• [Task brief]
In the listing below, print exactly the lines from the first through the one that contains "view are untouched.".
___ Provided records
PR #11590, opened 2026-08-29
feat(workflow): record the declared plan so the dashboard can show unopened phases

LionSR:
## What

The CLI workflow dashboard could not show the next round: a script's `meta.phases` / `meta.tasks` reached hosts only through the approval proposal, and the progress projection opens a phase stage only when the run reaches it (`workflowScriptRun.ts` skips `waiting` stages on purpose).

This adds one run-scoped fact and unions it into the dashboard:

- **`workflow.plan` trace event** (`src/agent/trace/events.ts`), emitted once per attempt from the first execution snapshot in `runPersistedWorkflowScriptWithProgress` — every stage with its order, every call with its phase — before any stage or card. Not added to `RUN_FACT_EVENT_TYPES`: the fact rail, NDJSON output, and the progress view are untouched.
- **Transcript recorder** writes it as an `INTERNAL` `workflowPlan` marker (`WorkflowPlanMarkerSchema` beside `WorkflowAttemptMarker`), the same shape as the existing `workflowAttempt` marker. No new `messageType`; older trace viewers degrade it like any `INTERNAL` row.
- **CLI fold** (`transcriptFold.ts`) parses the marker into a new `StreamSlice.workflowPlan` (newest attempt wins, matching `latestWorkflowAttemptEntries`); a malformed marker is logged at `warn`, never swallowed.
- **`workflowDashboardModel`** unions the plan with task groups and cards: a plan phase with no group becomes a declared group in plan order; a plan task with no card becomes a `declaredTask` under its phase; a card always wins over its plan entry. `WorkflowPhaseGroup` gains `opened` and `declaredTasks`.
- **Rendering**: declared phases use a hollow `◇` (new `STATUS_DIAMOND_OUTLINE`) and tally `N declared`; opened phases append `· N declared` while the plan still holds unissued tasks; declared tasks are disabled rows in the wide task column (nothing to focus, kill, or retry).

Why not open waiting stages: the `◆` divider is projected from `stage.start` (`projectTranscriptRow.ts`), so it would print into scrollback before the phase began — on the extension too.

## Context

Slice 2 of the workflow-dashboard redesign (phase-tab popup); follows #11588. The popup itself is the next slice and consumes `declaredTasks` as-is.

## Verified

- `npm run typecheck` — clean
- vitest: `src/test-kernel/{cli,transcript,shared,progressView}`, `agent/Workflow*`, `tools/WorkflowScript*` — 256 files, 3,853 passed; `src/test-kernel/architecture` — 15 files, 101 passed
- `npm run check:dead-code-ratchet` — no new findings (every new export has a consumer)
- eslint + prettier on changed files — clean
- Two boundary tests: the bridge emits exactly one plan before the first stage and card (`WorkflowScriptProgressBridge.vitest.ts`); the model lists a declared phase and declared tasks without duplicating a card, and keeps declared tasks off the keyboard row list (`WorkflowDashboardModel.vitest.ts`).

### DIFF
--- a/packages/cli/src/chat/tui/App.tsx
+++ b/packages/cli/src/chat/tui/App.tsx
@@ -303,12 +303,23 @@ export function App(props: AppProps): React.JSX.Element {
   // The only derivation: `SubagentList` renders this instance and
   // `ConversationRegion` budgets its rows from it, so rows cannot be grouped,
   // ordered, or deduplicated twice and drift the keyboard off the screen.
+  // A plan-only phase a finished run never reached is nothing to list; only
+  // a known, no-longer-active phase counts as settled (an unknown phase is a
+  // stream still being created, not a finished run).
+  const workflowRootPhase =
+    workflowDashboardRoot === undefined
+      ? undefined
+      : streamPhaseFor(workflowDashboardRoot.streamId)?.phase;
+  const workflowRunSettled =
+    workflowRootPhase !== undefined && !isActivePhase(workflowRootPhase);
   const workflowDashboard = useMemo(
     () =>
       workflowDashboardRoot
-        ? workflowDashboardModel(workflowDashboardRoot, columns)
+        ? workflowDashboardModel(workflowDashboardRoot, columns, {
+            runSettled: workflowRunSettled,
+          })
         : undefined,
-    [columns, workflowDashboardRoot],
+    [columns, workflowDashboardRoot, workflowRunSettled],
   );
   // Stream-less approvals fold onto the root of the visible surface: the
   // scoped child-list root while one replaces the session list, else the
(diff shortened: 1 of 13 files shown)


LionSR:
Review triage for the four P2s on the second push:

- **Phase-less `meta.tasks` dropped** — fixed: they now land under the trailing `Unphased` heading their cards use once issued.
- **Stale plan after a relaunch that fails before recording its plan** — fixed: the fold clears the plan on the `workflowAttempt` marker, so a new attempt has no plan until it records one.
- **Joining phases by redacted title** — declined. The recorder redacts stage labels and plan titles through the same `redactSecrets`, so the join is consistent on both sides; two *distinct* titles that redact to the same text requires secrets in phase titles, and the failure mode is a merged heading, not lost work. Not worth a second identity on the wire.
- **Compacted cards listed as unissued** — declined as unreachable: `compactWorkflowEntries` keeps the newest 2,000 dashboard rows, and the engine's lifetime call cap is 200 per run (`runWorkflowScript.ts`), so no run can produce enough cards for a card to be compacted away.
______
• [Response to the exercise]
PR #11590, opened 2026-08-29
feat(workflow): record the declared plan so the dashboard can show unopened phases

LionSR:
## What

The CLI workflow dashboard could not show the next round: a script's `meta.phases` / `meta.tasks` reached hosts only through the approval proposal, and the progress projection opens a phase stage only when the run reaches it (`workflowScriptRun.ts` skips `waiting` stages on purpose).

This adds one run-scoped fact and unions it into the dashboard:

- **`workflow.plan` trace event** (`src/agent/trace/events.ts`), emitted once per attempt from the first execution snapshot in `runPersistedWorkflowScriptWithProgress` — every stage with its order, every call with its phase — before any stage or card. Not added to `RUN_FACT_EVENT_TYPES`: the fact rail, NDJSON output, and the progress view are untouched.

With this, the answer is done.